Implications on simulation-based studies and evolutionary models
Our results highlight the advantages of models under which the relationships between character states can be represented by an unrooted tree (all molecular models) over 3ta hierarchical coding, if reversals can be simulated as in our study. Our simulations under Brownian motion can be represented as in Fig. 8. Firstly, characters are generated under a priori assumptions (here, the evolutionary model represented in Fig. 8A and the reference phylogeny shown on Fig. 8B). In a second step, these characters are interpreted as primary homology hypotheses by discretization and (for 3ta) conversion into hierarchical structures.
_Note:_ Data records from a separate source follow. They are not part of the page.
PR #3200, opened 2026-09-10
feat: reference image gallery images by their resource uuid

zawan-ila:

https://github.com/mitodl/hq/issues/13086

Adds a `markdown_cleanup` rule (alias `image_gallery_item_uuid`) that gives each `image-gallery-item` a `uuid` param naming the image resource it points at.

```
{{< image-gallery-item href="c3e2...eff_diagram.png" text="Fig 1." >}}
{{< image-gallery-item uuid="c3e28341-74a4-2a89-c56c-3a1a5bcc0eff" href="c3e2...eff_diagram.png" text="Fig 1." >}}
```

- Additive only. `href`, `text` and `data-ngdesc` stay, because v2 galleries still render from `href`.
- An item is rewritten only once its uuid resolves to a live `type=resource` / `resourcetype=Image` record **in the same website** as the page.
- Anything that fails a check is left untouched and the reason recorded in the run's CSV `outcome` column, so a `--out` run reports every problem instead of aborting on the first.

### How can this be tested?
1. Ensure you have existing image gallery content in your local setup. If not, use [this script](https://gist.github.com/zawan-ila/24564b09614e64e718f66c18c996720c) to add some image gallery markdown to your local instance.
2. Dry-Run the cleanup `./manage.py markdown_cleanup image_gallery_item_uuid --out output.csv`
3. Inspect output.csv and verify that the dry run details are as expected.
4. Run the cleanup `./manage.py markdown_cleanup image_gallery_item_uuid --commit --out output.csv --skip-sync`
5. Verify that the image-gallery-items in the markdown now have uuid param that points to the image resource itself.

### DIFF
--- a/websites/management/commands/markdown_cleaning/rules/image_gallery_item_uuid.py
+++ b/websites/management/commands/markdown_cleaning/rules/image_gallery_item_uuid.py
@@ -112,10 +112,9 @@ class ImageGalleryItemUuidRule(PyparsingRule):
         if resource is None:
             return "cross_site" if self._exists_elsewhere(uuid) else "uuid_not_found"
 
+        metadata = resource.metadata if isinstance(resource.metadata, dict) else {}
         notes.resolved_type = resource.type
-        notes.resolved_resourcetype = (resource.metadata or {}).get(
-            "resourcetype"
-        ) or ""
+        notes.resolved_resourcetype = metadata.get("resourcetype") or ""
 
         if resource.deleted is not None:
             return "target_deleted"
--- a/websites/management/commands/markdown_cleaning/rules/image_gallery_item_uuid.py
+++ b/websites/management/commands/markdown_cleaning/rules/image_gallery_item_uuid.py
@@ -1,0 +1,153 @@
+"""Add resource uuids to image gallery items. See mitodl/hq#13086."""
+
+import posixpath
+import re
+from dataclasses import dataclass
+from uuid import UUID
+
+from websites.constants import CONTENT_TYPE_RESOURCE, RESOURCE_TYPE_IMAGE
+from websites.management.commands.markdown_cleaning.cleanup_rule import PyparsingRule
+from websites.management.commands.markdown_cleaning.parsing_utils import ShortcodeParam
+from websites.management.commands.markdown_cleaning.shortcode_parser import (
+    ShortcodeParser,
+    ShortcodeParseResult,
+)
+from websites.models import WebsiteContent
+
+ITEM_SHORTCODE = "image-gallery-item"
+
+# Gallery items reference their image by the legacy OCW filename, which is the
+# resource's uuid (dashes stripped) followed by the original filename.
+UUID_PREFIX_REGEX = re.compile(r"^(?P<hex>[0-9a-fA-F]{32})_.+$")
+
+
+class ImageGalleryItemUuidRule(PyparsingRule):
+    """
+    Add a `uuid` param naming the image resource an image-gallery-item points at.
+
+    Purely additive: `href`, `text` and `data-ngdesc` are left in place because
+    v2 galleries still render from `href`, and removing them would break those.
+
+        {{< image-gallery-item href="c3e2...eff_diagram.png" text="Fig 1." >}}
+
+    becomes
+
+        {{< image-gallery-item uuid="c3e28341-...-3a1a5bcc0eff"
+            href="c3e2...eff_diagram.png" text="Fig 1." >}}
+
+    An item is only rewritten once the uuid is confirmed to name a live image
+    resource in the same website as the page. Everything else is left exactly as
+    it was and the reason recorded in `outcome`, so a `--out` run reports the
+    problems rather than aborting on the first one.
+    """
+
+    alias = "image_gallery_item_uuid"
+
+    Parser = ShortcodeParser
+
+    @dataclass
+    class ReplacementNotes:
+        is_gallery_item: bool = False
+        outcome: str = ""
+        href: str = ""
+        uuid: str = ""
+        resolved_type: str = ""
+        resolved_resourcetype: str = ""
+
+    def should_parse(self, text: str):
+        """Only a few hundred pages site-wide contain a gallery."""
+        return ITEM_SHORTCODE in text
+
+    def replace_match(
+        self,
+        s: str,  # noqa: ARG002
+        l: int,  # noqa: ARG002, E741
+        toks: ShortcodeParseResult,
+        website_content: WebsiteContent,
+    ):
+        shortcode = toks.shortcode
+        original_text = toks.original_text
+
+        if shortcode.name != ITEM_SHORTCODE:
+            return original_text, self.ReplacementNotes()
+
+        notes = self.ReplacementNotes(is_gallery_item=True)
+        uuid = self._uuid_from_href(shortcode, notes)
+        if uuid is not None:
+            notes.outcome = self._check_target(uuid, website_content.website_id, notes)
+        if notes.outcome != "ok":
+            return original_text, notes
+
+        notes.uuid = str(uuid)
+        shortcode.params.insert(0, ShortcodeParam(name="uuid", value=str(uuid)))
+        return shortcode.to_hugo(), notes
+
+    def _uuid_from_href(self, shortcode, notes):
+        """
+        Extract the referenced uuid from the item's href.
+
+        Returns None and records why on `notes` when there is nothing to work
+        with.
+        """
+        if shortcode.get("uuid") is not None:
+            notes.outcome = "already_has_uuid"
+            return None
+
+        href = shortcode.get("href")
+        notes.href = href or ""
+        if not href:
+            notes.outcome = "no_href"
+            return None
+
+        match = UUID_PREFIX_REGEX.match(posixpath.basename(href.strip()))
+        if not match:
+            notes.outcome = "href_no_uuid_prefix"
+            return None
+
+        return UUID(match.group("hex"))
+
+    def _check_target(self, uuid: UUID, website_id, notes) -> str:
+        """Return the outcome of resolving `uuid` to a live image resource."""
+        resource = self._find_in_website(uuid, website_id)
+        if resource is None:
+            return "cross_site" if self._exists_elsewhere(uuid) else "uuid_not_found"
+
+        notes.resolved_type = resource.type
+        notes.resolved_resourcetype = (resource.metadata or {}).get(
+            "resourcetype"
+        ) or ""
+
+        if resource.deleted is not None:
+            return "target_deleted"
+        if resource.type != CONTENT_TYPE_RESOURCE:
+            return "wrong_content_type"
+        if notes.resolved_resourcetype != RESOURCE_TYPE_IMAGE:
+            return "wrong_resourcetype"
+        return "ok"
+
+    @staticmethod
+    def _text_id_spellings(uuid: UUID):
+        """text_id is stored dashed, but do not assume every legacy import was."""
+        return [str(uuid), uuid.hex]
+
+    def _find_in_website(self, uuid: UUID, website_id):
+        """
+        Find the referenced content within `website_id`.
+
+        Scoped to the one website deliberately: text_id is unique per
+        (website, text_id) and not globally, so a match in another site is not
+        safe to treat as the intended target.
+        """
+        return (
+            WebsiteContent.all_objects.filter(
+                website_id=website_id, text_id__in=self._text_id_spellings(uuid)
+            )
+            .order_by("id")
+            .first()
+        )
+
+    def _exists_elsewhere(self, uuid: UUID):
+        """Distinguish a dangling uuid from one belonging to a different site."""
+        return WebsiteContent.all_objects.filter(
+            text_id__in=self._text_id_spellings(uuid)
+        ).exists()
--- a/websites/management/commands/markdown_cleaning/rules/image_gallery_item_uuid.py
+++ b/websites/management/commands/markdown_cleaning/rules/image_gallery_item_uuid.py
@@ -124,11 +124,6 @@ class ImageGalleryItemUuidRule(PyparsingRule):
             return "wrong_resourcetype"
         return "ok"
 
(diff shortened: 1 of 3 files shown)


websites/management/commands/markdown_cleaning/rules/image_gallery_item_uuid.py
```diff
@@ -0,0 +1,153 @@
...
+
+        if shortcode.name != ITEM_SHORTCODE:
+            return original_text, self.ReplacementNotes()
+
+        notes = self.ReplacementNotes(is_gallery_item=True)
+        uuid = self._uuid_from_href(shortcode, notes)
+        if uuid is not None:
+            notes.outcome = self._check_target(uuid, website_content.website_id, notes)
+        if notes.outcome != "ok":
+            return original_text, notes
```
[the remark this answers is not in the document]
zawan-ila: Correct, and thanks — the defect was in the invocation I documented, not the rule.

Every non-`ok` outcome returns `original_text` unchanged, so `has_changed` is False and `cleaner.py:163-165` drops the row under `-ch`. The dry run I advertised would have reported 3205 changes and silently hidden all 3 skips, plus any future `uuid_not_found` / `cross_site` / invalid-target result — exactly the outcomes the rule exists to surface.

Fixed by dropping `-ch` from the documented run rather than changing the rule. I measured the cost on the real corpus: without the flag the 330 gallery-bearing pages yield **5973** CSV rows rather than 3205 — 3208 items, 660 container tags, 861 `resource_link`, and ~1200 table/anchor shortcodes. That is small enough to read, and the `is_gallery_item` and `outcome` columns filter it to the 3208 gallery rows in one step. A gallery-item-only parser would also work, but it would mean a custom grammar to save ~2700 rows, which does not seem worth the extra surface.

PR body updated with the corrected command.

websites/management/commands/markdown_cleaning/rules/image_gallery_item_uuid.py
```diff
@@ -0,0 +1,153 @@
...
+    def _check_target(self, uuid: UUID, website_id, notes) -> str:
+        """Return the outcome of resolving `uuid` to a live image resource."""
+        resource = self._find_in_website(uuid, website_id)
+        if resource is None:
+            return "cross_site" if self._exists_elsewhere(uuid) else "uuid_not_found"
+
+        notes.resolved_type = resource.type
+        notes.resolved_resourcetype = (resource.metadata or {}).get(
+            "resourcetype"
+        ) or ""
```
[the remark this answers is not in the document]
zawan-ila: Valid — the field is an unrestricted JSONField and I confirmed it accepts a non-dict: writing a list committed to the row (a pre-existing post_save signal then raised the same AttributeError, which is why such rows are hard to produce through normal paths). `(resource.metadata or {})` only rescues None and falsy values, so a truthy non-dict fell through to `.get()` and would have aborted the whole run — contradicting what this rule promises, which is to record the reason and continue.

Addressed by the autofix in 7f67e8c4, now normalising via `isinstance(resource.metadata, dict)`. Note the "also appears on line 141" part does not apply: there is only one metadata read in the file, and it is this one.

websites/management/commands/markdown_cleaning/rules/image_gallery_item_uuid.py
```diff
@@ -0,0 +1,152 @@
...
+        Scoped to the one website deliberately: text_id is unique per
+        (website, text_id) and not globally, so a match in another site is not
+        safe to treat as the intended target.
+        """
+        return (
+            WebsiteContent.all_objects.filter(
+                website_id=website_id, text_id__in=self._text_id_spellings(uuid)
+            )
+            .order_by("id")
+            .first()
```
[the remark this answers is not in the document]
zawan-ila: Valid mechanism, fixed in 93aa80dc — though by removing the ambiguity rather than detecting it.

The undashed spelling was speculative on my part and the data says it is dead code: all 3205 gallery items that resolve in production point at a 36-character dashed text_id, and none is stored undashed, so `uuid.hex` never matched anything. Detecting the ambiguity would have kept that dead branch and added a second one reachable only through it.

`_find_in_website` now filters on `text_id=str(uuid)` exactly. Since `unique_text_id` covers the exact (website, text_id) pair, that returns at most one row, so `.first()` can no longer choose between candidates and the `order_by("id")` tiebreak is gone. `_text_id_spellings` is deleted.

If an undashed record ever did exist, the rule now reports `uuid_not_found` rather than resolving it — a visible skip in the CSV instead of a silent rewrite naming the wrong resource, which is the failure direction this rule should prefer.

websites/management/commands/markdown_cleaning/rules/image_gallery_item_uuid.py
```diff
@@ -0,0 +1,148 @@
...
+        notes = self.ReplacementNotes(is_gallery_item=True)
+        uuid = self._uuid_from_href(shortcode, notes)
+        if uuid is not None:
+            notes.outcome = self._check_target(uuid, website_content.website_id, notes)
+        if notes.outcome != "ok":
+            return original_text, notes
+
+        notes.uuid = str(uuid)
+        shortcode.params.insert(0, ShortcodeParam(name="uuid", value=str(uuid)))
+        return shortcode.to_hugo(), notes
```
umar8hassan, line 83: [nit] `to_hugo()` rewrites the whole tag, not just the param we add. Anything the parser cannot round-trip gets silently rewritten and still reports `outcome=ok`.

Reproducible locally. Passed `text="Line one\nline two"`. Got `text="Line" "one" "line" "two"`. Caption gone, `outcome=ok`. Studio's editor can produce that shape, and this rule may get re-run later.

Optional guard: compare `to_hugo()` to `toks.original_text` before inserting. Skip if they differ.

websites/management/commands/markdown_cleaning/rules/image_gallery_item_uuid.py
```diff
@@ -0,0 +1,148 @@
...
+
+    def _uuid_from_href(self, shortcode, notes):
+        """
+        Extract the referenced uuid from the item's href.
+
+        Returns None and records why on `notes` when there is nothing to work
+        with.
+        """
+        if shortcode.get("uuid") is not None:
```
umar8hassan: This only looks for a *named* uuid, so `{{< image-gallery-item "positional" href="..." >}}` falls through and line 82 inserts `uuid=` ahead of the positional param. Hugo's docs are explicit that named and positional args can't be mixed in a single call, so that tag stops building. Worth an `any(p.name is None for p in shortcode.params)` guard with its own outcome — the fidelity check above won't catch this one, since the unmodified tag round-trips faithfully.

websites/management/commands/markdown_cleaning/rules/image_gallery_item_uuid.py
```diff
@@ -0,0 +1,148 @@
...
+        is_gallery_item: bool = False
+        outcome: str = ""
+        href: str = ""
+        uuid: str = ""
+        resolved_type: str = ""
+        resolved_resourcetype: str = ""
+
+    def should_parse(self, text: str):
+        """Only a few hundred pages site-wide contain a gallery."""
+        return ITEM_SHORTCODE in text
```
umar8hassan, line 59: [nit] This has no record on RC. This opts gallery pages into full shortcode parsing. The parser raises a bare `ValueError` on shapes it cannot handle. Unquoted `text={{< sub 2 >}}` gives `Unexpected shortcode nesting.` Nothing catches it before the `for wc in page` loop. The CSV is written after that loop. One bad page loses the whole run's report, including pages that were fine.

Reproduced locally. 2 gallery pages gave a CSV with 6 rows. The same 2 plus one bad page gave a ValueError and no CSV at all. RC has 0 parse failures across all 330 gallery pages. 79 items do contain nested shortcodes inside the tag, but all are quoted and parse fine.

websites/management/commands/markdown_cleaning/rules/image_gallery_item_uuid.py
```diff
@@ -0,0 +1,148 @@
...
+
+        href = shortcode.get("href")
+        notes.href = href or ""
+        if not href:
+            notes.outcome = "no_href"
+            return None
+
+        match = UUID_PREFIX_REGEX.match(posixpath.basename(href.strip()))
+        if not match:
+            notes.outcome = "href_no_uuid_prefix"
```
umar8hassan: Single-quoted params arrive here with their quotes intact — `hugo_unescape_shortcode_param_value` forces double-quote handling, so `href='<hex>_x.jpg'` keeps the apostrophes, the regex misses on the leading `'`, and we file it as `href_no_uuid_prefix`. Skipping is the right call, but the reason is misleading: that href does carry a usable uuid prefix. Either strip surrounding quotes before matching, or give it a distinct outcome so nobody triages it as a malformed filename.

websites/management/commands/markdown_cleaning/rules/image_gallery_item_uuid.py
```diff
@@ -0,0 +1,148 @@
...
+            return None
+
+        return UUID(match.group("hex"))
+
+    def _check_target(self, uuid: UUID, website_id, notes) -> str:
+        """Return the outcome of resolving `uuid` to a live image resource."""
+        resource = self._find_in_website(uuid, website_id)
+        if resource is None:
+            return "cross_site" if self._exists_elsewhere(uuid) else "uuid_not_found"
```
umar8hassan, line 113: [nit] Never fires on current data. 0 `cross_site` across 3208 RC items.

websites/management/commands/markdown_cleaning/rules/image_gallery_item_uuid.py
```diff
@@ -0,0 +1,148 @@
...
+
+        metadata = resource.metadata if isinstance(resource.metadata, dict) else {}
```
umar8hassan: nit: `(resource.metadata or {})` is the idiom we use for this field elsewhere (`websites/api.py:244`, `:338`). The isinstance form only differs for a truthy non-dict, which the schema won't produce.

websites/management/commands/markdown_cleaning/rules/image_gallery_item_uuid.py
```diff
@@ -0,0 +1,148 @@
...
+        Matched on the canonical dashed spelling alone. Every text_id in
+        production carries dashes, and `unique_text_id` covers the exact pair,
+        so this returns at most one row. Accepting an undashed spelling as well
+        would allow two rows in one website to normalise to the same uuid, and
+        the lookup would then have to guess which of them the emitted dashed
+        uuid actually names.
+        """
+        return WebsiteContent.all_objects.filter(
+            website_id=website_id, text_id=str(uuid)
+        ).first()
```
umar8hassan: This is one query per gallery item, plus a second from line 148 for anything unresolved. The other rules that resolve content — `baseurl`, `link_resolveuid`, `link_wrapped_images` — build a `ContentLookup` once in `__init__` and answer from memory for the whole run.

`ContentLookup.by_uuid` is keyed globally so it won't serve the site-scoped lookup you want here, but adding a `(website_id, uuid)` index to it would keep this rule on the same path as the rest and leave the next rule with a reusable lookup instead of hand-rolled queries.

websites/management/commands/markdown_cleaning/rules/image_gallery_item_uuid_test.py
```diff
@@ -0,0 +1,295 @@
...
+        params.append(f'href="{href}"')
+    if ngdesc is not None:
+        params.append(f'data-ngdesc="{ngdesc}"')
+    if text is not None:
+        params.append(f'text="{text}"')
+    return "{{< image-gallery-item " + " ".join(params) + " >}}"
+
+
+def gallery(*items):
+    return "\n".join([GALLERY_OPEN, *items, GALLERY_CLOSE])
```
umar8hassan: Every test passes exactly one item. Nothing exercises a page with several. Worth adding a test with more than one item to reflect actual scenarios.

drf_lint_baseline.json
```diff
@@ -1,4 +1,19 @@
...
+  "websites/serializers.py:234:15:ORM006",
+  "websites/serializers.py:242:15:ORM003",
+  "websites/serializers.py:317:19:ORM004",
+  "websites/serializers.py:322:15:ORM004",
+  "websites/serializers.py:326:15:ORM004",
+  "websites/serializers.py:761:15:ORM006",
+  "websites/serializers.py:774:33:ORM006",
+  "websites/serializers.py:806:39:ORM006",
+  "websites/serializers.py:837:25:ORM004",
+  "websites/serializers.py:990:38:ORM006"
```
umar8hassan: 15 new suppressions landing with the drf-lint bump. The drf-lint, renovate, and pre-commit commits are 6 of the 9 files here and are unrelated to galleries. It'll be easier to review and revert, if needed, in a separate PR.

renovate.json
```diff
@@ -1,6 +1,9 @@
 {
   "$schema": "https://docs.renovatebot.com/renovate-schema.json",
   "extends": ["local>mitodl/.github:renovate-config"],
+  "pre-commit": {
+    "enabled": true
```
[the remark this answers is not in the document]
umar8hassan: worth considering

umar8hassan (approved):
Looks Good 👍 

Although Claude suggested a few improvements to avoid data corruption which edge cases but I have verified those cases do not exist on RC and are harmless. I have suggested a few nits. Let's dry run and analyze output on RC before applying fixes.

websites/management/commands/markdown_cleaning/rules/image_gallery_item_uuid_test.py
zawan-ila: Added a test `test_rewrites_every_gallery_on_a_page` with multiple galleries

websites/management/commands/markdown_cleaning/rules/image_gallery_item_uuid.py
zawan-ila: Ignoring this and other related nits since they do not pose any problems for us as our production and RC databases do not contain any of the problematic data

Our procedure for simulation of characters, and by extension the use of evolutionary models, reflects quantitative characters that display informative reversals.
In parsimony, states that can be hypothesized to form morphoclines should be ordered if there is evidence. In this case, reversals can be represented by primary homology hypotheses. Empirical studies suggest that Brownian motion is a reasonable model for several types of characters, such as body size (Laurin, 2004), bone microanatomy (Canoville and Laurin, 2010), etc. Some characters do not seem to follow a strictly Brownian motion model, but instead may follow a speciational model (in which change occurs in both daughter-lineages at or near speciation, but no anagenesis takes place), such as morphological shape data in ratites (Laurin et al., 2012), a punctuational model (similar to the speciational model, but change occurs only on one branch) or an Ornstein-Uhlenbeck model (Uhlenbeck and Ornstein, 1930; Felsenstein, 1988). Some of these alternative models can be obtained from Brownian motion by modifying the branch lengths of a tree (Garland et al., 1993). Hence, data produced using such models might give results close to those that we report below, which should be applicable to much biological data.
In 3ta, the same representation of change is used for groups of parts (homologues) and for groups of whole organisms (taxa). In a transformation, the transformed part is considered a different object. In differentiation or modification, the differentiated or modified part is a particular form of the unmodified part. Many systematists accept this difference for taxa (e.g. birds as a differentiated taxon nested in Dinosauria) but not for parts (e.g. feathers as a modified part, nested in scales). In this context, reversal as a loss is perfectly acceptable. However, reversal as synapomorphy is viewed as pointless.
All this suggests that irreversible characters (Nopcsa, 1923; Goldberg and Igić, 2008; Kohlsdorf et al., 2010) are ‘more compatible’ with 3ta. Further work should be done to compare resolving power and artefactual resolution yielded by parsimony and 3ta when an irreversible evolution model is used (which can be understood as hierarchic). Another interesting field of research consists in developing methods that better simulate Darwinian evolution applied to digital life forms, as in the software Avida (Adami and Brown, 1994) to understand better the behaviour of parsimony and 3ta.